1. Field of the Invention
This invention relates to a method of and an apparatus for electro-erosive machining. More specifically, it relates to a method of cutting a workpiece with an electrode in the form of a wire secured in at least one guiding head. Either the workpiece or the wire guiding head or both are at least initially oriented within a three-dimensional coordinate system. The apparatus for carrying out the method includes a wire guiding head in the form of a wire secured in at least one guide and a mechanism for orienting either the workpiece or the wire guiding head or both within a coordinate system.
2. Background of the Related Art
One particular problem encountered in optimizing the operation of an electro-erosive machine is idling. The machine may, for example, have to be kept idle for quite some time while it is set tip for a subsequent step or new procedure. Since shortening idling time reduces cost and improves exploitation, it is accordingly a constant objective in the development of electro-erosive machining. It is the initial orientation of the workpiece or wire electrode within the coordinate system that often requires keeping the machinery idle for a considerable time.
Orienting the wire electrode perpendicular to the surface of the workpiece (or in any other desired initial direction) is particularly difficult in cutting a workpiece. This operation takes considerable time and care at the current state of electro-erosive machining and requires relatively expensive arrangement for the wire positioning. One known approach involves designating at least one side of the workpieces as a reference surface and moving it to various X and Y coordinates at constant Z as established by comparator circuitry. When the workpiece is curved or thick, a reference point is usually bored into it to help locate it in the XY plane. In this event the workpiece is advanced until the bore arrives at a prescribed position.
The position of the reference surface of the workpiece in the XY plane is usually fine-adjusted with screws accommodated in a jig. Such a mechanism, however, can lead to deformation while he workpiece is being secured in it.
Positioning precision can also be detrimentally affected when the fine adjustment arrangement is inserted between the workpiece and the upper guide head. More room to maneuver than is needed while the workpiece is actually being cut out must accordingly be provided along the Z axis by raising the upper wire guide head farther off the surface of the workpiece. The longer Z-axis segment, however, also makes for even more potential errors and greater uncertainty in positioning the workpiece. Finally, each workpiece has to be positioned separately, even when several similar or different shapes are secured at the machining point.

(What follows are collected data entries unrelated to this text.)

PR #131, opened 2017-03-17
Add closed connection to mysql errors

bibstha:
During upgrade to Rails5, blocking mysql with toxiproxy returned `closed MySQL connection` which wasn't trapped here.
This PR should fix this.


sirupsen:
Good catch!

PR #258, opened 2019-12-05
Release v0.10.0

damianthe:
Includes the half open resource timeout support for Redis added by https://github.com/Shopify/semian/pull/257.


damianthe:
Done. No new errors in storefront-renderer production with this change.

I also tested this thoroughly locally with the half open timeout on storefront renderer and the timeout is being applied as expected 👍

sirupsen:
👍

PR #263, opened 2020-03-25
Test ruby 2.7 and fix a thread safety issue

casperisfine:
Since https://github.com/ruby/ruby/commit/36da0b3da1aed77e0dffb3f54038f01ff574972b
Ruby checks more often for interupts in various enumerable methods,
so Hash#count for instance is no longer "atomic".
    
Because of this we need to syncrhonize before calling it on @table,
otherwise if multipel threads use the LRUHash, it migth fail with:
    
`can't add a new key into hash during iteration (RuntimeError)`
    
Credits goes to Alan Wu for figuring the bug.

### DIFF
--- a/Gemfile
+++ b/Gemfile
@@ -1,4 +1,21 @@
 source 'https://rubygems.org'
+
+if RUBY_VERSION >= '2.7'
+  # Hack to get grpc and it's dependencies to install on Ruby 2.7
+  module BundlerHack
+    def __materialize__
+      if name == 'grpc' || name == 'google-protobuf'
+        Bundler.settings.temporary(force_ruby_platform: true) do
+          super
+        end
+      else
+        super
+      end
+    end
+  end
+  Bundler::LazySpecification.prepend(BundlerHack)
+end
+
 gemspec
 
 group :development, :test do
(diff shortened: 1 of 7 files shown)


Gemfile
```diff
@@ -1,4 +1,20 @@
...
+      if name == 'grpc' || name == 'google-protobuf'
+        Bundler.settings.temporary(force_ruby_platform: true) do
+          super
+        end
+      else
+        super
+      end
+    end
+  end
+  Bundler::LazySpecification.prepend(BundlerHack)
```
sirupsen: 🇫🇷

casperisfine:
I forgot, here's Alan's repro script: https://gist.github.com/XrXr/851220a46bf7c8459e633e397da7191b

In theory not all methods have to be synced, only `.count`, but might as well be safe.

lib/semian/lru_hash.rb
```diff
@@ -5,8 +5,6 @@ class LRUHash
   # everytime we set a new resource. A default window of
   # 5 minutes will allow empty item to stay in the hash
   # for a maximum of 5 minutes
-  extend Forwardable
-  def_delegators :@table, :size, :count, :empty?, :values
   attr_reader :table
```
XrXr: This is suspicious for thread safety. One could still grab @table with this and do dangerous stuff. Do we need to maintain the public API for this class?

casperisfine: Yeah, we should remove that method. I'll do that.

How precisely the wire electrode itself can be oriented in relation to the workpiece depends on how precisely the workpiece is positioned on its supporting surface (usually about 3 .mu.m), how precisely any additional wire electrode-orientation mechanisms can be adjusted, and how precisely the contact between the wire electrode and the usually mutually perpendicular sides of the fine-adjustment mechanism can be defined. How the wire electrode comes into contact with the fine-adjustment mechanism is also extremely critical to these procedures because lateral force must be exerted on the wire electrode in order to fine-adjust it relative to the workpiece. This force occasions a difficult-to-handle lateral deflection and accordingly even more imprecision in the position of the wire electrode relative to the workpiece.